O novo modelo ainda está sendo formatado, mas a ideia central é que seja adotada a ideia de capitalização, com cada trabalhador fazendo sua poupança em contas individuais.


Ainda não está definida como seria a transição e nem o prazo de implantação. O principal objetivo é o de reduzir o rombo de R$ 155,1 bilhões, o que tem afetado diretamente as contas públicas.


A visão do novo governo é a de tentar aprovar pelo menos uma idade mínima ainda neste ano. Em entrevista recente, o próprio presidente eleito detalhou as intenções. “O grande passo no meu entender, neste ano, se for possível, passar para 61 anos no serviço público para homem e 56 para mulher e majorar também um ano nas demais carreiras. Acredito que seja um bom começo para a gente entrar o ano que vem já tendo algo de concreto para nos ajudar na economia”, pontuou.
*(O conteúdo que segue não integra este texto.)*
PR #5436, opened 2022-05-26
feat: allow vats to be marked critical and panic the kernel if a critical vat fails

### LINKED ISSUE #4279: mark some vats as critical, panic the kernel if one dies

Currently, the only way for userspace code to panic the kernel is if the `bootstrap()` message (to the bootstrap vat) rejects its result promise. The kernel panics if a device throws an error, but devices are not really user code. The kernel also has a bunch of invariant checks that can cause a panic, but those are all internal and should not be provokable by userspace code.

However, in any given deployment, there are probably some userspace vats which are considered so critical that when they malfunction, we'd rather have the overall application crash than have the kernel kill off just the faulty vat. The comms and vat-vattp vats always fall into this category. In the Agoric chain, vat-zoe and all the vats that make up the token economy are chain-critical. It will be easier to recover a fault by halting the chain, than to have the kernel delete vat-zoe and reap all of the objects it has ever exported.

So the requirement is for some vats to be marked as "critical". If the kernel ever finds a reason to kill that vat (illegal syscall, metering fault, explicit `syscall.terminate`), the kernel should panic instead. This should cause `controller.run()` to reject its return promise instead of fulfilling it, and the host application should react by exiting immediately rather than committing the state changes.

## Description of the Design

The `vatAdminService~.createVat()` call should accept a `critical` option. If `true`, the kernel should panic instead of killing this vat. The kernel config object should also accept this flag, for static vats.

This will go into the `managerOptions`. In `kernel.js`, when a vat is about to be killed, it should check the flag, and `panic()` if true (with some details about which vat triggered the panic).

For now, we'll allow any call to `createVat` to set this flag, meaning that any code which can create vats can also panic the kernel. vat-zoe is the only chain-side vat which gets access to `vatAdminService`, and the power to panic the kernel is comparable to the authority to create unmetered vats, which `vatAdminService` also provides. Later, if we find a use case for it, we can have vatAdminService produce less-powerful facets. Or, riffing on an approach @erights suggested for Meters, the service could provide a special `criticality` object, and the only way to mark a vat as critical is to pass a `managerOptions` of `{ critical: criticalityObject }`, in a rights-amplification pattern that needs access to both `vatAdminService` and `criticality`. But for now, only zoe has access to `vatAdminService`, so we don't need to build anything too fancy.

## Security Considerations

Building a deliberately-crashing vat and marking it `critical` is a kernel-killing power, so we should be conscious how it is disseminated.

We should think carefully about potential bugs in critical vats and decide whether halting the host application really is the best approach. If multiple services can be severed from one another, then allowing some portion of a chain to keep running even though others are dead might be better. We should war-game a bug in a core service somehow.

## Test Plan

Unit tests

FUDCo:
Vats now accept a `critical` property as one of their creation options.  If a vat is marked as critical, failure of that vat causes a kernel panic.

In order to avoid allowing just anyone to set up a situation that could bring down the kernel and thus the chain, dynamic vats cannot be configured as critical simply by setting the `critical` option to true (as they can with static vats).  Instead, for the `critical` option value you must provide the "critical vat key", a capability that can only be obtained from the vatAdmin vat.  The vatAdmin root now supports an additional method, `getCriticalVatKey()` which returns this capability.  Note that this is only available on the vatAdmin root object, not on any vatAdminService object, and thus is initially only available to the bootstrap vat.

Fixes #4279

### DIFF
--- a/packages/SwingSet/src/kernel/kernel.js
+++ b/packages/SwingSet/src/kernel/kernel.js
@@ -250,6 +250,8 @@ export default function buildKernel(
    * @param {SwingSetCapData} info
    */
   function terminateVat(vatID, shouldReject, info) {
+    const vatKeeper = kernelKeeper.provideVatKeeper(vatID);
+    const critical = vatKeeper.getOptions().critical;
     insistCapData(info);
     // guard against somebody telling vatAdmin to kill a vat twice
     if (kernelKeeper.vatIsAlive(vatID)) {
@@ -262,6 +264,18 @@ export default function buildKernel(
       // ISSUE: terminate stuff in its own crank like creation?
       // eslint-disable-next-line no-use-before-define
       vatWarehouse.vatWasTerminated(vatID);
+    }
+    if (critical) {
+      // The following error construction is a bit awkward, but (1) it saves us
+      // from doing unmarshaling while in the kernel, while (2) it protects
+      // against the info not actually encoding an error, but (3) it still
+      // provides some diagnostic information back to the host, and (4) this
+      // should happen rarely enough that if you have to do a little bit of
+      // extra interpretive work on the receiving end to diagnose the problem,
+      // it's going to be a small cost compared to the trouble you're probably
+      // already in anyway if this happens.
+      panic(`critical vat ${vatID} failed`, Error(info.body));
+      return;
     }
     if (vatAdminRootKref) {
       // static vat termination can happen before vat admin vat exists
@@ -306,7 +320,7 @@ export default function buildKernel(
     insistCapData(info);
     // if vatFatalSyscall was here already, don't override: bad syscalls win
     if (!terminationTrigger) {
-      terminationTrigger = { vatID, abortCrank: false, reject, info };
+      terminationTrigger = { vatID, abortCrank: reject, reject, info };
     }
   }
 
--- a/packages/SwingSet/test/vat-admin/terminate/test-terminate.js
+++ b/packages/SwingSet/test/vat-admin/terminate/test-terminate.js
@@ -16,18 +16,36 @@ test.before(async t => {
   t.context.data = { kernelBundles };
 });
 
-async function doTerminate(t, mode, reference, extraMessage = []) {
+async function doTerminateNonCritical(
+  t,
+  deadVatID,
+  mode,
+  dynamic,
+  reference,
+  extraMessage = [],
+) {
   const configPath = new URL('swingset-terminate.json', import.meta.url)
     .pathname;
   const config = await loadSwingsetConfigFile(configPath);
-  const controller = await buildVatController(config, [mode], t.context.data);
+  const hostStorage = provideHostStorage();
+  const controller = await buildVatController(config, [mode, false, dynamic], {
+    ...t.context.data,
+    hostStorage,
+  });
   t.is(controller.kpStatus(controller.bootstrapResult), 'unresolved');
+  const preProbe = hostStorage.kvStore.get(`${deadVatID}.options`);
+  if (!dynamic) {
+    t.truthy(preProbe);
+  }
+
   await controller.run();
   t.is(controller.kpStatus(controller.bootstrapResult), 'fulfilled');
   t.deepEqual(
     controller.kpResolution(controller.bootstrapResult),
     capargs('bootstrap done'),
   );
+  const staticDone = dynamic ? [] : ['done'];
+  const dynamicDone = dynamic ? [reference, 'done'] : [];
   t.deepEqual(controller.dump().log, [
     'FOO 1',
     'count1 FOO SAYS 1',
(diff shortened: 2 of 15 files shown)


packages/SwingSet/src/kernel/kernel.js
```diff
@@ -263,6 +265,18 @@ export default function buildKernel(
...
+    if (critical) {
+      // The following error construction is a bit awkward, but (1) it saves us
+      // from doing unmarshaling while in the kernel, while (2) it protects
+      // against the info not actually encoding an error, but (3) it still
+      // provides some diagnostic information back to the host, and (4) this
+      // should happen rarely enough that if you have to do a little bit of
+      // extra interpretive work on the receiving end to diagnose the problem,
+      // it's going to be a small cost compared to the trouble you're probably
+      // already in anyway if this happens.
+      panic(`critical vat failure ${vatID}`, Error(info.body));
```
warner: I might reword this slightly, to `critical vat ${vatID} failed`. The original could be read to mean "a vat failed in a particularly critical way", as opposed to "a vat, which was marked critical, has suffered an (ordinary) failure".

packages/SwingSet/src/kernel/kernel.js
```diff
@@ -966,7 +980,7 @@ export default function buildKernel(
       const vatKeeper = kernelKeeper.provideVatKeeper(vatID);
 
       // deliveries cause garbage, garbage needs collection
-      const { decrementReapCount } = status;
+      const { decrementReapCount, terminate } = status;
```
warner: nit: I'm -0 on merging the later destructuring up here, I guess it's a minor aesthetic thing. There are three sections here (`scheduleReap`, meter deduction, check termination), each one starts with unpacking the necessary bits of `status` and then interpreting it somehow. Unpacking `terminate` here but then not using it until the third clause makes it look (to me) that `terminate` is somehow needed for this first section, but it isn't.

(an admission: the only reason I used any destructuring at all is because that made the lines short enough to keep `prettier` from newlining the code into a bunch of uselessly short lines, making the otherall function no longer fit on a single page. If it wasn't going to do that, I'd have used `if (status.decrementReapCount && ...` instead)

Maybe move all the destructuring, from all three sections, up to sit right after `const vatKeeper = ..`? Except that having more than two or three things destructured at once will *also* cause `prettier` to splat expand the statement into a gratuitious number of lines. Can't win.

packages/SwingSet/src/kernel/kernel.js
```diff
@@ -306,7 +320,7 @@ export default function buildKernel(
     insistCapData(info);
     // if vatFatalSyscall was here already, don't override: bad syscalls win
     if (!terminationTrigger) {
-      terminationTrigger = { vatID, abortCrank: false, reject, info };
+      terminationTrigger = { vatID, abortCrank: reject, reject, info };
```
warner, line 323: huh, so we were allowing messages from the crank that did `vatPowers.exitVatWithFailure()`? oops.

I wonder what I was thinking. I'd say we should update the `vatPowers` docs to make it clear that `exitVat` accepts the vat's final messages, and `exitVatWithFailure` unwinds them, but apparently `vatPowers` doesn't show up in `packages/SwingSet/docs/` anywhere, which is too bad. I'm pretty sure @erights is depending upon it working this way.

Thanks for fixing this and updating the test to catch it.

packages/SwingSet/test/vat-admin/terminate/test-terminate.js
```diff
@@ -16,83 +16,276 @@ test.before(async t => {
...
-  await doTerminate(
+test('exit happy path with ante-mortem message (dynamic, critical)', async t => {
+  await doTerminateCritical(t, 'v8', 'happyTalkFirst', true);
+});
+
+test('exit happy path with ante-mortem message (static, critical)', async t => {
+  await doTerminateCritical(t, 'v3', 'happyTalkFirst', false);
+});
+
+test('exit sad path with ante-mortem message (dynamic, non-critical)', async t => {
```
warner, line 184: Let's add a comment (on the last argument line of the `doTerminateNonCritical` call) to remind ourselves that `GOT QUERY not dead quite yet (but soon)` should *not* be observed, because `vatPowers.exitVatWithFailure` is explicitly defined to unwind any message sent from the final crank. The test does exactly the right thing (thank you!) but because it's exercising an omission, it's not obvious what property is being checked (and therefore what we must make sure we retain in the future).

warner (approved):
Looks great! Thanks for catching that exitVatWithFailure-doesn't-unwind bug.

A few nits, and we need to figure out the CI thing (but it's probably transient, maybe a timeout or the CI host got rebooted or something?).

packages/SwingSet/src/kernel/kernel.js
FUDCo: Actually, this happened as the result of another change I made that referenced `terminate` earlier than it had been, and then that change ended up getting backed out in the course of finishing up the work on this item.  So we can put it back the way it was if that's your preference.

O desafio principal será o de convencer um Congresso que passará por forte renovação a encampar medidas que não são tão populares. A equação fica ainda mais complicada quando há pela frente eleições para a presidência da Câmara e do Senado, o que pode atrapalhar mais ainda os planos do novo governo.


Outra proposta que surgiu no horizonte foi apresentada pelo ex-presidente do Banco Central, Armínio Fraga, que consiste em uma renda mínima para os idosos, instituição de uma Previdência Militar, a criação de fundos de pensão estaduais e equiparação dos regimes público e privado no período de 10 anos. O projeto de Fraga poderia trazer economia de R$ 1,3 trilhão em uma década.


BENEFÍCIOS


Além da economia gerada aos cofres públicos, aprovar reformas necessárias ao País podem trazer um ânimo diferente aos brasileiros.


Caso tenha sucesso, o governo Bolsonaro poderá também dar sequência a outras duas mudanças profundas. A primeira no sistema tributário e a outra no sistema político.


O esboço da alteração no formato de cobranças de impostos começa por uma correção no Imposto de Renda, que poderia ser uma alíquota única de 20%.


Na questão política, por outro lado, a ideia seria acabar com a reeleição, o que valeria para os atuais mandatos. Cabe lembrar que parte da reforma política aprovada – com muitas mudanças – em 2017, ainda terá desdobramentos na próxima legislatura, por conta da cláusula de barreira e também nas eleições de 2020, quando não serão mais permitidas as coligações.